En esa Universidad TEM (así firmó Martínez durante años sus artículos periodísticos) fue durante años el director del Programa de Estudios Latinoamericanos. Martínez se formó en Letras en la Universidad de Tucumán (nació en 1934 en San Miguel, capital de esa provincia argentina) y desde fines de los 50 trabajó como periodista cultural. En la década siguiente fue responsable del semanario Primera Plana y en los 70 dirigió el semanario Panorama y el suplemento cultural de La Opinión. Desde estas publicaciones Martínez escribió sobre la gestación del boom latinoamericano y luego hizo amistad con muchos de sus protagonistas -García Márquez, Vargas Llosa, Cortázar, Carlos Fuentes, pero especialmente con el paraguayo Augusto Roa Bastos.

En 1975, durante los meses previos al retorno de los militares argentinos al poder, se vio obligado a abandonar el país.

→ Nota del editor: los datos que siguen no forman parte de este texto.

Issue #121, opened 2015-11-21
Ability to include [hash] in filename


frenchie4111:
I want to have my index.html also include the project hash.

so
```
new HtmlWebpackPlugin( {
    filename: 'index.[hash].html'
} )
```

Would produce a file with the name something like this: `index.3017a9749fcdc8c694cd.html`

I could then pipe it into `gulp-cloudfront` to set it as the new root object on my cloudfront distribution.

PR #257, opened 2016-03-16
add support for [hash] in filename

dotch:
This PR adds support for replacing `[hash]` in the filename with the hash of the compiled template. 

This behavior was brought up in #121 and would be pretty helpful for me.

### DIFF
--- a/index.js
+++ b/index.js
@@ -43,8 +43,12 @@ HtmlWebpackPlugin.prototype.apply = function (compiler) {
   }
 
   compiler.plugin('make', function (compilation, callback) {
+    // Remove occurences of '[hash]' in the filename so the child
+    // compiler does not try to replace it.
+    var escapedFilename = self.options.filename.replace('[hash]', '');
+
     // Compile the template (queued)
-    compilationPromise = childCompiler.compileTemplate(self.options.template, compiler.context, self.options.filename, compilation)
+    compilationPromise = childCompiler.compileTemplate(self.options.template, compiler.context, escapedFilename, compilation)
       .catch(function (err) {
         compilation.errors.push(prettyError(err, compiler.context).toString());
         return {
@@ -149,8 +153,9 @@ HtmlWebpackPlugin.prototype.apply = function (compiler) {
         return self.options.showErrors ? prettyError(err, compiler.context).toHtml() : 'ERROR';
       })
       .then(function (html) {
+        var outputFilename = self.options.filename.replace('[hash]', self.childCompilerHash);
         // Replace the compilation result with the evaluated html code
-        compilation.assets[self.options.filename] = {
+        compilation.assets[outputFilename] = {
           source: function () {
             return html;
           },
@@ -158,11 +163,12 @@ HtmlWebpackPlugin.prototype.apply = function (compiler) {
             return html.length;
           }
         };
+        return outputFilename;
       })
-      .then(function () {
+      .then(function (outputFilename) {
         // Let other plugins know that we are done:
         return applyPluginsAsyncWaterfall('html-webpack-plugin-after-emit', {
-          html: compilation.assets[self.options.filename],
+          html: compilation.assets[outputFilename],
           plugin: self
         });
       })
--- a/spec/BasicSpec.js
+++ b/spec/BasicSpec.js
@@ -38,6 +38,14 @@ function testHtmlPlugin (webpackConfig, expectedResults, outputFile, done, expec
     } else {
       expect(compilationWarnings).toBe('');
     }
+    if (outputFile instanceof RegExp) {
+      var matches = Object.keys(stats.compilation.assets).filter(function (item) {
+        return outputFile.test(item);
+      });
+      expect(matches.length).toBe(1);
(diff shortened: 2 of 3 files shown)


index.js
```diff
@@ -37,7 +37,7 @@ HtmlWebpackPlugin.prototype.apply = function (compiler) {
 
   compiler.plugin('make', function (compilation, callback) {
     // Compile the template (queued)
-    compilationPromise = childCompiler.compileTemplate(self.options.template, compiler.context, self.options.filename, compilation)
+    compilationPromise = childCompiler.compileTemplate(self.options.template, compiler.context, 'template', compilation)
```
dotch: The name was replaced here, because the child compiler would otherwise replace the `[hash]` by itself, causing an error. The actual provided output name for this function seems to not matter and be a temporary thing anyway. Please correct me if my assumption is wrong.

jantimon:
Is this different from #249?

dotch:
Yes, this PR targets the output html file, #249 targets the included assets. 
An example usage for this PR would be:
``` JS
new HtmlWebpackPlugin({
      template: 'index.html.template',
      filename: 'build/index-[hash].html',
}),
```
`[hash]` would then be replaced with the hash of the compiled template. 
This is useful in cases where the final output html is by itself only an asset that also needs cache busting. E.g. when using it as an iFrame or with html-imports.

index.js
jantimon: Webpack will overwrite an existing file with the name 'template'. This could also conflict if you would have two instances of the webpack-html-plugin.

index.js
```diff
@@ -48,6 +48,7 @@ HtmlWebpackPlugin.prototype.apply = function (compiler) {
         // If the compilation change didnt change the cache is valid
         isCompilationCached = compilationResult.hash && self.childCompilerHash === compilationResult.hash;
         self.childCompilerHash = compilationResult.hash;
+        self.options.filename = self.options.filename.replace(/\[hash\]/g, compilationResult.hash);
```
jantimon: Do we have to change the user options here?

dotch: We could store the filename in a different property such as `this.modifiedFilename` and leave the option as is for clarity.

jantimon: Can't we just use `self.childCompilerHash = compilationResult.hash;` ?

dotch:
I added a commit using `self.childCompilerHash` to build the filename at the position where it gets used.

index.js
dotch: Hm I guess that makes my approach rather pointless. We can not hand in the filename with the hash before we even have compiled the template.

alextreppass:
I ran into a similar issue; the easiest way for me was to:

- 1) [Get webpack to do the hashing](https://webpack.github.io/docs/long-term-caching.html)
- 2) Remove `hash: true` from HtmlWebpackPlugin config options

jantimon:
Looks quite good - however I am still not sure about the hardcoded `template` name.
It might cause issues with recompilation and caching.
Could we instead just escape the template name?

Maybe you could also add a test to the caching spec.

dotch:
Agree with both of your points and will address them and document the functionality in the readme.

dotch:
@jantimon Mind having another look at this?
I escaped the filename before handing it to the child compiler, by just removing `[hash]`.
I added a test for correct handling of `[hash]` in the output file name.
And I run the whole caching spec suite with a `[hash]` in the filename.
Sorry for the massive diff due to the indentation change in `CachingSpec.js`.

krukid:
@dotch This PR is exactly what I need for an IFrame, but one thing is not clear to me: when the plugin generates a hash-based file name, how do I get it programmatically? I mean ideally, I could just `require(file_name)` (or template_name?) and get the compiled HTML asset URL, but something tells me that is not how it works. Am I wrong?

jantimon:
Could you please revert the indentation change - it's really impossible to read otherwise.

dotch:
@jantimon 
Sorry about that. I reverted the whitespace changes and put them in a second commit for now.

jantimon:
Looks like it is still broken

index.js
```diff
@@ -43,8 +43,12 @@ HtmlWebpackPlugin.prototype.apply = function (compiler) {
   }
 
   compiler.plugin('make', function (compilation, callback) {
+    // Remove occurences of '[hash]' in the filename so the child
+    // compiler does not try to replace it.
+    var escapedFilename = self.options.filename.replace('[hash]', '');
```
jantimon: Wouldnt it be better to replace `[` and `]` to reduce the chance of collisions and support also other webpack variables?

We could move the escaping to a small file in the library folder which does only the webpack filename escaping and unescaping.

What about `[` -> `{[{` and `]` -> `}]}` ?

Should still be a valid filename: https://en.wikipedia.org/wiki/Filename

jantimon:
After some research I tried to use the webpack way of handling the filename: #279.
What do you think?

dotch:
Looks good to me, I like that approach!

jantimon:
Moved to #279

Como varios perseguidos políticos del continente, Martínez recaló en Venezuela; tanto allí como en México sería el creador de diversos emprendimientos periodísticos y hasta hace pocos meses (padecía de cáncer) era columnista de varias publicaciones internacionales.

Sus primeros libros publicados son una buena muestra de los intereses que lo acompañarían durante las décadas siguientes: en 1961 publica Estructuras del cine argentino, una elaboración teórica de su trabajo anterior como crítico cinematográfico y especie de avance de su labor como guionista; en 1969 aparece Sagrado, en el que alude a su juventud en Tucumán en lo que ha sido interpretado como una “novela de lenguaje” al estilo de las de Joyce, y en 1974 da a conocer La pasión según Trelew, donde, en sintonía con el trabajo de su compatriota Rodolfo Walsh (al que homenajea en varias obras), despliega una investigación periodística sobre un suceso político reciente (para el caso, el asesinato de dieciséis militantes peronistas a manos de los militares; una reimpresión posterior del libro sería quemada en un cuartel).

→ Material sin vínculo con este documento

Issue #265, opened 2016-03-23
Absolute path for `filename` option?


yyx990803:
I am trying to generate the HTML file at a different location from other webpack built assets. However if I specify an absolute path for the `filename` option, the generated HTML file is still nested under webpack's output path. I assume this is due to how webpack interprets assets, but is there anyway to get around it?

jantimon:
duplicate of #234

yyx990803:
That's not quite what I want - I want to generate the HTML to a location unrelated to the webpack output path. Also, specifying a nested path in `output.filename` is a less-than-optimal solution, because then I also have to do so for all other assets such as files processed by `file-loader` and CSS extracted with `extract-text-webpack-plugin`.

It also feels "not working as expected" when you specify an absolute path and instead see it nested under another directory. In fact the fix is pretty simple, as implemented in this PR: https://github.com/ampedandwired/html-webpack-plugin/pull/266

yussan:
i think i found the solution , i need absolute path too, because i have to deploy in netlify and combine via _redirects file.

my solution : 
in webpack config. set `output.publicPath` to `/`
```
...
output: {
    filename: "app/[name]-[hash].js",
    path: "dist",
    publicPath: "/"
  },
...
```
ref : https://stackoverflow.com/questions/36122972/preserving-folder-structure-in-output-directory-with-webpack

PR #266, opened 2016-03-23
support absolute filenames

yyx990803:
solves #265

### DIFF
--- a/spec/BasicSpec.js
+++ b/spec/BasicSpec.js
@@ -571,6 +571,19 @@ describe('HtmlWebpackPlugin', function () {
     }, ['<script src="index_bundle.js"'], 'test.html', done);
   });
 
+  it('allows you to use an absolute output filename', function (done) {
+    testHtmlPlugin({
+      entry: path.join(__dirname, 'fixtures/index.js'),
+      output: {
+        path: OUTPUT_DIR,
+        filename: 'index_bundle.js'
+      },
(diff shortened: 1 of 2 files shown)


spec/BasicSpec.js
```diff
@@ -571,6 +571,19 @@ describe('HtmlWebpackPlugin', function () {
...
 
+  it('allows you to use an absolute output filename', function (done) {
+    testHtmlPlugin({
+      entry: path.join(__dirname, 'fixtures/index.js'),
+      output: {
+        path: OUTPUT_DIR,
+        filename: 'index_bundle.js'
+      },
+      plugins: [new HtmlWebpackPlugin({
+        filename: path.resolve(OUTPUT_DIR, 'test.html')
```
jantimon: Would this also work for `path.resolve(OUTPUT_DIR, 'subfolder', 'test.html')`?

jantimon:
Looks very promissing - I'll look into it.

spec/BasicSpec.js
yyx990803: yes, it should work with arbitrary absolute paths.

jantimon:
Had to fix one thing but looks good:
https://github.com/ampedandwired/html-webpack-plugin/tree/yyx990803-master

jantimon:
I am on the road right now and my internet is quite bad - Probably won't be able to publish this before tonight.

Sobre esto último, también dijo a yZUR: “No coincido con el viejo lema deconstruccionista según el cual todo texto debe suspender casi por completo su aspecto referencial. No quiero suspender nada, no quiero renunciar a nada que prive a mi lenguaje de todos los recursos y las técnicas que ese lenguaje ha ido aprendiendo a fuerza de ejercitarse cotidianamente, a fuerza de buscarse a sí mismo. No quiero castrar a ese lenguaje de la pasión investigadora que se le adhirió al pasar por el periodismo, ni de la fiebre visual que se le contagió al escribir cine o textos sobre cine; no quiero privarlo de los sobresaltos que lo transfiguran cuando oye música, ve un tríptico de Hyeronimus Bosch o reconoce el habla de su infancia en los campos de Tucumán; no quiero tampoco obligarlo a olvidar el paisaje de las teorías críticas que le han movido los meridianos de la inteligencia, aquí o afuera. No quiero, en fin, escribir fuera de la historia, ni lejos, ni simulando que no me concierne”.